A commissioned buyer-side analysis of Wood-Destroying Organism inspection reports. Delivers two documents: a private Buyer Intelligence Report with full scope synthesis, lender analysis, and negotiation considerations, plus an editable Seller Repair Request Letter ready to customize and send.
A WDO inspection report identifies what was found. It does not tell the buyer what to ask for, how to prioritize treatment, or whether the findings affect their loan. The Termite Letter closes that gap with two documents: a private intelligence report for the buyer's strategy, and an editable letter for the seller's response.
A private analytical document for the buyer and buyer's agent. Not intended to be sent to the seller. This is where strategy, uncertainty, and negotiation reasoning live.
A concise, professional letter addressed to the seller or seller's agent. Delivered as an editable .docx so the buyer and agent can customize tone, scope, and specific asks before sending.
Upload your WDO inspection report PDF. Tell us about the property, loan type, and who the letter should be addressed to.

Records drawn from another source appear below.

PR #1411, opened 2021-09-20
Citizen income to a dropdown menu

mapehe:
#### Summary

Create citizen user dropdown menu (see the attached picture). Also update styling in the language dropdown.

image

### DIFF
--- a/frontend/src/citizen-frontend/header/DesktopNav.tsx
+++ b/frontend/src/citizen-frontend/header/DesktopNav.tsx
@@ -8,11 +8,11 @@ import useCloseOnOutsideClick from 'lib-components/utils/useCloseOnOutsideClick'
 import { defaultMargins, Gap } from 'lib-components/white-space'
 import colors from 'lib-customizations/common'
 import {
-  faCheck,
   faChevronDown,
   faChevronUp,
   faLockAlt,
-  faSignIn
+  faSignIn,
+  faSignOut
 } from 'lib-icons'
 import React, { useCallback, useState } from 'react'
 import { NavLink } from 'react-router-dom'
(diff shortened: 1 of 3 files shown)


akheron:
Layout is still broken between 1000 and 1200 px 😢 

Näyttökuva 2021-9-23 kello 11 43 17

akheron:
In my opinion (and according to the ui design), the dropdown menu should be aligned to the right edge of the screen. Now it seems to be aligned to the left edge of the user's name.

Näyttökuva 2021-9-23 kello 11 46 39

mapehe:
Thanks for the feedback @akheron ! 💎 

> Layout is still broken between 1000 and 1200 px 😢
> 
> Näyttökuva 2021-9-23 kello 11 43 17

This pull request is an intermediate step and will not suffice to fix this. I'm working on a further improvement, that should completely resolve the issue, but I thought it would make sense to split it to two more manageable PRs.

> In my opinion (and according to the ui design), the dropdown menu should be aligned to the right edge of the screen. Now it seems to be aligned to the left edge of the user's name.

Thanks for the feedback, checked Figma and tbh I'm not really sure how it's supposed to work _exactly_. Tried a couple of things and, in e4b6014, settled for some simple CSS trickery to force the dropdown to be at least as wide as the person's name.

akheron:
It still looks a bit weird when the user's name is really short, because the logout item is wrapped to two lines.

Näyttökuva 2021-9-24 kello 8 30 57

My suggestion to fix all these issues:

Näyttökuva 2021-9-24 kello 8 41 24

- `position: relative` to the `div` that contains both the user name and the dropdown
- `position: absolute; right: 0; min-width: <enough>` to the dropdown

Result:

Näyttökuva 2021-9-24 kello 8 46 22
Näyttökuva 2021-9-24 kello 8 46 00

mapehe:
Thanks for the feedback @akheron.

To me, on the other hand, the case with a really long name doesn't look that great if we just have, say `width: 200px`. How about `width: 100%, min-width: 200px`?

akheron:
Well, I think `min-width: 100%` doesn't look good and makes the dropdown look different for different users, but I'm not a visual designer 🤷 😄

If you want, you could remove the wrapping `<div style={{ position: 'relative'` altogether and move the `position: relative` to the `UserMenu` root div.

mapehe:
Fair enough. Changed to `width: 200px`. Also removed the wrapping div as suggested.

akheron (approved):

PR #4931, opened 2024-03-21
re-sync personal messaging accounts with daycare ACL

Joosakur:
#### Summary

data fix after https://github.com/espoon-voltti/evaka/pull/4880 is in prod


Joosakur:
reviewed as part of https://github.com/espoon-voltti/evaka/pull/4880

PR #4932, opened 2024-03-21
Employee discussion reservation surveys

tmkrepo:
## Employee side implementation for creating and managing discussion surveys for individual groups:
- discussion survey frontend is behind feature flag `discussionReservations`

### Features left out:
- visualization improvements of discussion surveys in event calendars
- event notifications for discussion surveys

### DB:
- data model changes:
  - added `event_type` to explicitly distinguish discussion surveys from old calendar events

### Backend:
- endpoints for
  - fetching discussion surveys for group
  - fetching reservation calendar day details for populating calendar with holiday and event information
- integration tests

### Frontend:
- new form UI for viewing, editing and creating discussion surveys and associated event times
- an expandable calendar for visualizing discussion survey event times and reservations
- e2e testing for basic functions


frontend/src/employee-frontend/components/unit/tab-calendar/discussion-surveys/times-calendar/CalendarEventTimeReservation.tsx
```diff
@@ -0,0 +1,363 @@
...
+        )}
+        {deleteConfirmModalVisible && (
+          <InfoModal
+            type="warning"
+            title={t.reservationModal.deleteConfirmation.title}
+            icon={faQuestion}
+            reject={{
+              action: () => setDeleteConfirmModalVisible(false),
+              label: t.reservationModal.deleteConfirmation.cancelButton
+            }}
```
Joosakur, line 348: Consider using ConfirmedMutation component here. It is meant for the common use-case of "click button -> show confirmation modal -> if user confirms the run the mutation" so if these two don't include anything special, you would get the same functionality with less code.

frontend/src/employee-frontend/components/unit/tab-calendar/discussion-surveys/times-calendar/CalendarEventTimeInput.tsx
```diff
@@ -0,0 +1,50 @@
...
+  return (
+    <InputContainer
+      spacing="xxs"
+      alignItems="center"
+      justifyContent="center"
+      data-qa="time-input-container"
+    >
+      <TimeInputF
+        bind={startTime}
+        info={{ text: '' }}
```
Joosakur, line 37: check if the empty info is necessary or if the rop should be simply omitted

frontend/src/employee-frontend/components/unit/tab-calendar/discussion-surveys/survey-editor/DiscussionSurveyForm.tsx
```diff
@@ -0,0 +1,304 @@
...
+            mutation={updateCalendarEventMutation}
+            text={t.discussionReservation.saveSurveyButton}
+            disabled={!isBasicInfoValid}
+            onSuccess={() =>
+              navigate(
+                `/units/${unitId}/groups/${groupId}/discussion-reservation-surveys/${eventData.id}`
+              )
+            }
+            onClick={() => {
+              const values = form.value()
```
Joosakur, line 241: If I remember correctly, calling `.value()` throws if the form is not valid, so you might want to check `.isValid()` before and possibly return cancelMutation, even if the disabled prop might mostly already handle that scenario

frontend/src/employee-frontend/components/unit/tab-calendar/discussion-surveys/survey-editor/DiscussionSurveyForm.tsx
```diff
@@ -0,0 +1,304 @@
...
+  const t = i18n.unit.calendar.events
+
+  const [cancelConfirmModalVisible, setCancelConfirmModalVisible] =
+    useState(false)
+
+  const navigate = useNavigate()
+
+  const { times, title, description, attendees } = useFormFields(form)
+
+  const basicInfoValidationErrors = useMemo(
```
Joosakur, line 85: Seems like a more correct way to do this might be to wrap the form in `validated()`. Now some of the field level validation comes from the form and some of the validation is added on top ad hoc, which can be confusing and error prone. But there might also be valid reasons why that doesn't work here.

frontend/src/employee-frontend/components/unit/tab-calendar/discussion-surveys/survey-editor/DiscussionSurveyEditor.tsx
```diff
@@ -0,0 +1,118 @@
...
+    [today]
+  )
+
+  const visibleCalendarRange = useMemo(() => {
+    const previousMonday = today.subDays(today.getIsoDayOfWeek() - 1)
+
+    return new FiniteDateRange(previousMonday, calendarHorizonDate)
+  }, [calendarHorizonDate, today])
+
+  const extendHorizon = () => {
```
Joosakur, line 70: since other things are memoized, this should probably also be wrapped in useCallback

frontend/src/employee-frontend/components/unit/tab-calendar/discussion-surveys/DiscussionSurveyView.tsx
```diff
@@ -0,0 +1,465 @@
...
+      ),
+    [today]
+  )
+
+  const visibleCalendarRange = useMemo(() => {
+    const previousMonday = today.subDays(today.getIsoDayOfWeek() - 1)
+    return new FiniteDateRange(previousMonday, calendarHorizonDate)
+  }, [calendarHorizonDate, today])
+
+  const extendHorizon = () => {
```
Joosakur, line 249: useCallback

Joosakur (commented):
Looks pretty good 👍 Here's some comments from the first round of cursory review. Next I'll try to do some manual testing, maybe on Monday.

frontend/src/employee-frontend/components/unit/tab-calendar/discussion-surveys/times-calendar/CalendarEventTimeReservation.tsx
tmkrepo: Modal behavior here has a "special" detail: confirmation is prompted conditionally based on the change detection to the reservation information, e.g. confirmation on deletion is only prompted when deleting a reserved event time. As I understand, `ConfirmedMutation` will always prompt for confirmation and would result in less cognizant behavior.

frontend/src/employee-frontend/components/unit/tab-calendar/discussion-surveys/times-calendar/CalendarEventTimeInput.tsx
tmkrepo: Leaving the info prop out will lead to an internal default being used resulting in visible validation texts which is not desired in the cramped day cell components.

Joosakur:
I guess citizen side is coming later, but I noticed that on their calendar there's now a notification icon on every date between event min and max. Might want to filter those out, e.g. by not even returning events of this type from backend to citizen yet.
Screenshot 2024-03-25 at 9 37 45

Joosakur:
Tree-menu should be sorted, first by group name and then by child name. Also when reserving a time on behalf of a citizen the dropdown with children should be sorted.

A flat fee of $79 is quoted at commission.
One operator reviews the WDO report, extracts and classifies every finding, assigns severity and treatment urgency, estimates cost brackets, assesses lender impact, and produces the response letter with remediation requests organized by priority.
Turnaround clock starts when we receive your documents. Both deliverables arrive by email as editable .docx files, typically same-day.
Dominant transaction risks at a glance: finding counts by severity, total remediation range, lender clearance items. The first page tells the buyer what matters most.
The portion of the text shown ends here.